> _Your goal_: Considering the entries that follow, report how many lines include the string "changes", giving the number alone.

> _Records for the task_:
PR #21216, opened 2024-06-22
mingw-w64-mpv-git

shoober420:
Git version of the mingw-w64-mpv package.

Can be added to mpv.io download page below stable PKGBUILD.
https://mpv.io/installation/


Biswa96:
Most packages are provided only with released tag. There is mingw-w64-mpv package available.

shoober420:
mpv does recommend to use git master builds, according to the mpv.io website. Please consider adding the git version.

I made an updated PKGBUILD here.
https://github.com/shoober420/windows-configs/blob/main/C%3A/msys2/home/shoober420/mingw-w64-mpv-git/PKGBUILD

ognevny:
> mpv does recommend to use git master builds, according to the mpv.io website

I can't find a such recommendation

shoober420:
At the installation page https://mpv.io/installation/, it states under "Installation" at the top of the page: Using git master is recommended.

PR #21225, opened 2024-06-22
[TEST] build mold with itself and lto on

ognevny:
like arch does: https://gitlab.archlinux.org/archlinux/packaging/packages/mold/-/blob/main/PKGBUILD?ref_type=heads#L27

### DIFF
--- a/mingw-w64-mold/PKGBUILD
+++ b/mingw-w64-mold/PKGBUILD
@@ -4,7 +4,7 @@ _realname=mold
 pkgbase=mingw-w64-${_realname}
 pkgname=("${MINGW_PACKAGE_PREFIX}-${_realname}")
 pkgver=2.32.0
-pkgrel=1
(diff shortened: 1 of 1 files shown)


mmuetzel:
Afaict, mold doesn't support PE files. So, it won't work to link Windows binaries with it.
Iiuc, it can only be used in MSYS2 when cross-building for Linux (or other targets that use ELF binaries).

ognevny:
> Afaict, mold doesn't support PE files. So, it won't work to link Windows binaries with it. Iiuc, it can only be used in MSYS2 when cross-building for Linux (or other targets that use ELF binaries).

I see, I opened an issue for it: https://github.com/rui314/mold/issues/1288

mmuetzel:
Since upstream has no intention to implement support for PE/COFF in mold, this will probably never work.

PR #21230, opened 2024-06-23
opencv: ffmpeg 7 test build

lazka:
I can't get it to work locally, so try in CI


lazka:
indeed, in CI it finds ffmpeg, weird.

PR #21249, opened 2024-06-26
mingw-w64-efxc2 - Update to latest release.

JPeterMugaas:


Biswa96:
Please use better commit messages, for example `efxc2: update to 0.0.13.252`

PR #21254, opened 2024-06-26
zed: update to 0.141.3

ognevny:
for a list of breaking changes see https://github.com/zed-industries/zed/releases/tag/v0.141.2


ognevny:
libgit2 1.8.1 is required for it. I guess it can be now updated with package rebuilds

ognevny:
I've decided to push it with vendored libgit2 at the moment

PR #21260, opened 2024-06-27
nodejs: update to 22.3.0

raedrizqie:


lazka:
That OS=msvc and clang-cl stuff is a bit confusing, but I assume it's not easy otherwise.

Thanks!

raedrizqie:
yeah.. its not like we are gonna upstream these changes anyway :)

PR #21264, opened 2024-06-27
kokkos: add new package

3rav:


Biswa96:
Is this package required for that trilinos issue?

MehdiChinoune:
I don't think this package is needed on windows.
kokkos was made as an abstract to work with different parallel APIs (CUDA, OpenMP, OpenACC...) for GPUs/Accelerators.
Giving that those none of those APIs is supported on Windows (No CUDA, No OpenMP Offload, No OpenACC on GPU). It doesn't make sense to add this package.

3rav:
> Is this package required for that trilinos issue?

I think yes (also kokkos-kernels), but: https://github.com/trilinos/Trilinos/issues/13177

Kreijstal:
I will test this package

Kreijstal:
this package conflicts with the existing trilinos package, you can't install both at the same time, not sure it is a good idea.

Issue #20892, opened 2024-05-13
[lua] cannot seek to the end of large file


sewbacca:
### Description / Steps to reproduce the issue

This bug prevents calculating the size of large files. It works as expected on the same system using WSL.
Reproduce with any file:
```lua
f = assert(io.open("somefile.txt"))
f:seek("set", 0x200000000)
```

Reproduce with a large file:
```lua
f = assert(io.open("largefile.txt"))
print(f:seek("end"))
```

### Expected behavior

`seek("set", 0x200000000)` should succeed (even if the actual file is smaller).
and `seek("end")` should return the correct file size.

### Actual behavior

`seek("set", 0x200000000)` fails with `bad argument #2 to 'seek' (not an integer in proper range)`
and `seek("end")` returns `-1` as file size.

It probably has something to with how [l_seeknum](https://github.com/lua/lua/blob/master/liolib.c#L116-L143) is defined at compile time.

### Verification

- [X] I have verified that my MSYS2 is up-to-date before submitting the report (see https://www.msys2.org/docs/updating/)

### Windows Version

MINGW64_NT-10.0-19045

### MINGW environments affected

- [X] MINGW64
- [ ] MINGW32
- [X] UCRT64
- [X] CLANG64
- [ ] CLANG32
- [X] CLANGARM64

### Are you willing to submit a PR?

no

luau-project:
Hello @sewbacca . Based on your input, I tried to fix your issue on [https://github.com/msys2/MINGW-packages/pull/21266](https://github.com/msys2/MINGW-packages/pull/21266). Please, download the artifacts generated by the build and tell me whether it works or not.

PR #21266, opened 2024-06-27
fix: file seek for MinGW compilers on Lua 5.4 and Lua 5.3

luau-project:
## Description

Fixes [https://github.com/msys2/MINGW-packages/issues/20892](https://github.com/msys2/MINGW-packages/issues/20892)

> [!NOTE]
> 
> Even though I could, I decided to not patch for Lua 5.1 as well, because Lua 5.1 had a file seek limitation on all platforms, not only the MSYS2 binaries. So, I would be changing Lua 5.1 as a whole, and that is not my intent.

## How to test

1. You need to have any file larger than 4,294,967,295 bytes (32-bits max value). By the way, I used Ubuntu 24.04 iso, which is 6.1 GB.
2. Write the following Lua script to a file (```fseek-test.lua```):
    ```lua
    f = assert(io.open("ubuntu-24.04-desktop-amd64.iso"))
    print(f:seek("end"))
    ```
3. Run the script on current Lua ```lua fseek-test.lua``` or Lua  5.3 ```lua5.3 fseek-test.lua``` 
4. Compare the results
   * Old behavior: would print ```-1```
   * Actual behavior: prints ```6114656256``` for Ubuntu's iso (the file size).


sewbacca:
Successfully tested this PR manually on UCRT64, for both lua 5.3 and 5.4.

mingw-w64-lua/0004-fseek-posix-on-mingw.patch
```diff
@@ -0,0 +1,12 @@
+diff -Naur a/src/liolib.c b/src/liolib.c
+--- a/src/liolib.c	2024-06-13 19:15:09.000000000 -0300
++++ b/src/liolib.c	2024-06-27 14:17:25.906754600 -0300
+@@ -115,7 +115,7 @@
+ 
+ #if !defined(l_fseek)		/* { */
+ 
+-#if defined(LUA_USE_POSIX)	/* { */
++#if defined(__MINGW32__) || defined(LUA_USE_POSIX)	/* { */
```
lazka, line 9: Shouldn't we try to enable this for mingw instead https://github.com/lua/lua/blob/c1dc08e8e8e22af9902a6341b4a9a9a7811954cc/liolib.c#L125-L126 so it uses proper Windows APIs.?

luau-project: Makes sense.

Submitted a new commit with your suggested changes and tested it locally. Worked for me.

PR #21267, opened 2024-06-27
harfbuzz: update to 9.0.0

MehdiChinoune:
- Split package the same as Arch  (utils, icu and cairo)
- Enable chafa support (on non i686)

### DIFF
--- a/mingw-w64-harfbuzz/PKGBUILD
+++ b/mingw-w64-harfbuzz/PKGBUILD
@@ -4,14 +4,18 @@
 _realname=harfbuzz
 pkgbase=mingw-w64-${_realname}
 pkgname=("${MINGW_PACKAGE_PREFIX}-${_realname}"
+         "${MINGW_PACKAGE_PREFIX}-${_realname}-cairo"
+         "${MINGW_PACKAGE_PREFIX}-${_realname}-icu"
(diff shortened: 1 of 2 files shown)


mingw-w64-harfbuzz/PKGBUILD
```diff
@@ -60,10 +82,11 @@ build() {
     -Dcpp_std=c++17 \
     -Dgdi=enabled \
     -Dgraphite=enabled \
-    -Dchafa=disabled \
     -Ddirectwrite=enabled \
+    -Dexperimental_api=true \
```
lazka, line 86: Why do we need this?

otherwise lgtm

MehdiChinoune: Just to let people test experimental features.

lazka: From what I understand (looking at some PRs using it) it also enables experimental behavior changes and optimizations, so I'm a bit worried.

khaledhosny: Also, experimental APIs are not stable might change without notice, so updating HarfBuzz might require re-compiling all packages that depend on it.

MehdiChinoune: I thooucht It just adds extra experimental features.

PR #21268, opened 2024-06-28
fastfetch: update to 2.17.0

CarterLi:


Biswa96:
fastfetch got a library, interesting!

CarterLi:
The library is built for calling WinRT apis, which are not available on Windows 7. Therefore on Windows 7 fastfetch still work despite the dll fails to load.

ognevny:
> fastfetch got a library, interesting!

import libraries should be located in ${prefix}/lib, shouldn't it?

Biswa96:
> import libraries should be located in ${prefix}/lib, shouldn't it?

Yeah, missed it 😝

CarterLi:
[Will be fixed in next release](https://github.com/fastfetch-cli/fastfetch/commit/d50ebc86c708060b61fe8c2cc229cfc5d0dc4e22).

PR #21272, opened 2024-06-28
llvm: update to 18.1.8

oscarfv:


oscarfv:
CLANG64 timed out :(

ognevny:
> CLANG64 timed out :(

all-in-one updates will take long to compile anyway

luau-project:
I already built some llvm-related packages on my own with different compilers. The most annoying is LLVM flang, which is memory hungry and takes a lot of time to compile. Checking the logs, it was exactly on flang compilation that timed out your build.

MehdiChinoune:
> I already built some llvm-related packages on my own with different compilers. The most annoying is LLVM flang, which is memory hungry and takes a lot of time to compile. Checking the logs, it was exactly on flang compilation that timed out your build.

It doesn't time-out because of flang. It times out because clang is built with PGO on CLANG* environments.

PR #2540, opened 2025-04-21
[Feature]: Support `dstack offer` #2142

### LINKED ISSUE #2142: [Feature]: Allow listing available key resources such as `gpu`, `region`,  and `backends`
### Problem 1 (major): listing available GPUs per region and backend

> _Solution to the problem_: 4